- [Task details]:
Print the listing below exactly.

── Supplied records

Issue #3383, opened 2021-09-17
dgemm crash on macOS 12.0 beta arm64


ilian8:
With macOS 12.0 (21A5506j) arm64 and OpenBLAS 0.3.17 (earlier versions as well) there is a crash in the utest target

```
* thread JuliaLang/julia#3, stop reason = EXC_BAD_ACCESS (code=2, address=0x10031c000)
    frame #0: 0x000000010005d394 openblas_utest`.Ldgemm_tcopy_L8_M8_20 + 116
openblas_utest`.Ldgemm_tcopy_L8_M8_20:
->  0x10005d394 <+116>: ldp    q30, q31, [x13], #0x20
    0x10005d398 <+120>: st1.2d { v28, v29, v30, v31 }, [x20]
    0x10005d39c <+124>: add    x20, x20, #0x40           ; =0x40 
    0x10005d3a0 <+128>: add    x14, x14, x5
Target 0: (openblas_utest) stopped.
```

────

- [Answer for the task]:
Issue #3383, opened 2021-09-17
dgemm crash on macOS 12.0 beta arm64


ilian8:
With macOS 12.0 (21A5506j) arm64 and OpenBLAS 0.3.17 (earlier versions as well) there is a crash in the utest target

```
* thread JuliaLang/julia#3, stop reason = EXC_BAD_ACCESS (code=2, address=0x10031c000)
    frame #0: 0x000000010005d394 openblas_utest`.Ldgemm_tcopy_L8_M8_20 + 116
openblas_utest`.Ldgemm_tcopy_L8_M8_20:
->  0x10005d394 <+116>: ldp    q30, q31, [x13], #0x20
    0x10005d398 <+120>: st1.2d { v28, v29, v30, v31 }, [x20]
    0x10005d39c <+124>: add    x20, x20, #0x40           ; =0x40 
    0x10005d3a0 <+128>: add    x14, x14, x5
Target 0: (openblas_utest) stopped.
```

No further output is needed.